PR #458, opened 2022-10-04
[wearable_rotary] Refactor the C++ code

bbrto21:
This patch includes:
* Simplify WearableRotaryPlugin Implementation.
* Use derived class from flutter::StreamHandler to set stream handlers.
* Use derived class from flutter::StreamHandlerError to hold references safely.

This change contribute #354

### DIFF
--- a/packages/wearable_rotary/tizen/src/wearable_rotary_plugin.cc
+++ b/packages/wearable_rotary/tizen/src/wearable_rotary_plugin.cc
@@ -8,15 +8,72 @@
 #include <flutter/encodable_value.h>
 #include <flutter/event_channel.h>
 #include <flutter/event_sink.h>
-#include <flutter/event_stream_handler_functions.h>
+#include <flutter/event_stream_handler.h>
 #include <flutter/plugin_registrar.h>
 #include <flutter/standard_method_codec.h>
 
 #include <memory>
+#include <string>
 
 #include "log.h"
 
-static constexpr char kChannelName[] = "flutter.wearable_rotary.channel";
+namespace {
+
+typedef flutter::EventChannel<flutter::EncodableValue> FlEventChannel;
+typedef flutter::EventSink<flutter::EncodableValue> FlEventSink;
+typedef flutter::StreamHandler<flutter::EncodableValue> FlStreamHandler;
+typedef flutter::StreamHandlerError<flutter::EncodableValue>
+    FlStreamHandlerError;
+
+class WearableRotaryStreamHandlerError : public FlStreamHandlerError {
+ public:
+  WearableRotaryStreamHandlerError(const std::string &error_code,
+                                   const std::string &error_message,
+                                   const flutter::EncodableValue *error_details)
+      : error_code_(error_code),
+        error_message_(error_message),
+        FlStreamHandlerError(error_code_, error_message_, error_details) {}
+
+ private:
+  std::string error_code_;
+  std::string error_message_;
+};
+
+class WearableRotaryStreamHandler : public FlStreamHandler {
+ public:
+  WearableRotaryStreamHandler() {}
+
+ protected:
+  std::unique_ptr<FlStreamHandlerError> OnListenInternal(
+      const flutter::EncodableValue *arguments,
+      std::unique_ptr<FlEventSink> &&events) override {
+    events_ = std::move(events);
+    Eina_Bool ret = eext_rotary_event_handler_add(RotaryEventCallBack, this);
+    if (ret == EINA_FALSE) {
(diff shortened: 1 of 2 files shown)


packages/wearable_rotary/tizen/src/wearable_rotary_plugin.cc
```diff
@@ -5,18 +5,80 @@
 #include "wearable_rotary_plugin.h"
 
 #include <efl-extension/wearable/circle/efl_extension_rotary.h>
-#include <flutter/encodable_value.h>
```
swift-kim, line 8: Why removed

packages/wearable_rotary/tizen/src/wearable_rotary_plugin.cc
```diff
@@ -5,18 +5,80 @@
...
 #include <flutter/event_channel.h>
 #include <flutter/event_sink.h>
-#include <flutter/event_stream_handler_functions.h>
+#include <flutter/event_stream_handler.h>
 #include <flutter/plugin_registrar.h>
 #include <flutter/standard_method_codec.h>
 
 #include <memory>
+#include <optional>
```
swift-kim, line 15: Why added

HakkyuKim:
@bbrto21 
Nice work on refactoring the package!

________________

* WHAT THE EXERCISE ASKS
Repeat exactly the lines from the one containing "FlStreamHandlerError(error_code_, error_message_, error_details)" through the last line of the records above, both included, and nothing else.

* SOLUTION TO THIS TASK
+        FlStreamHandlerError(error_code_, error_message_, error_details) {}
+
+ private:
+  std::string error_code_;
+  std::string error_message_;
+};
+
+class WearableRotaryStreamHandler : public FlStreamHandler {
+ public:
+  WearableRotaryStreamHandler() {}
+
+ protected:
+  std::unique_ptr<FlStreamHandlerError> OnListenInternal(
+      const flutter::EncodableValue *arguments,
+      std::unique_ptr<FlEventSink> &&events) override {
+    events_ = std::move(events);
+    Eina_Bool ret = eext_rotary_event_handler_add(RotaryEventCallBack, this);
+    if (ret == EINA_FALSE) {
(diff shortened: 1 of 2 files shown)


packages/wearable_rotary/tizen/src/wearable_rotary_plugin.cc
```diff
@@ -5,18 +5,80 @@
 #include "wearable_rotary_plugin.h"
 
 #include <efl-extension/wearable/circle/efl_extension_rotary.h>
-#include <flutter/encodable_value.h>
```
swift-kim, line 8: Why removed

packages/wearable_rotary/tizen/src/wearable_rotary_plugin.cc
```diff
@@ -5,18 +5,80 @@
...
 #include <flutter/event_channel.h>
 #include <flutter/event_sink.h>
-#include <flutter/event_stream_handler_functions.h>
+#include <flutter/event_stream_handler.h>
 #include <flutter/plugin_registrar.h>
 #include <flutter/standard_method_codec.h>
 
 #include <memory>
+#include <optional>
```
swift-kim, line 15: Why added

HakkyuKim:
@bbrto21 
Nice work on refactoring the package!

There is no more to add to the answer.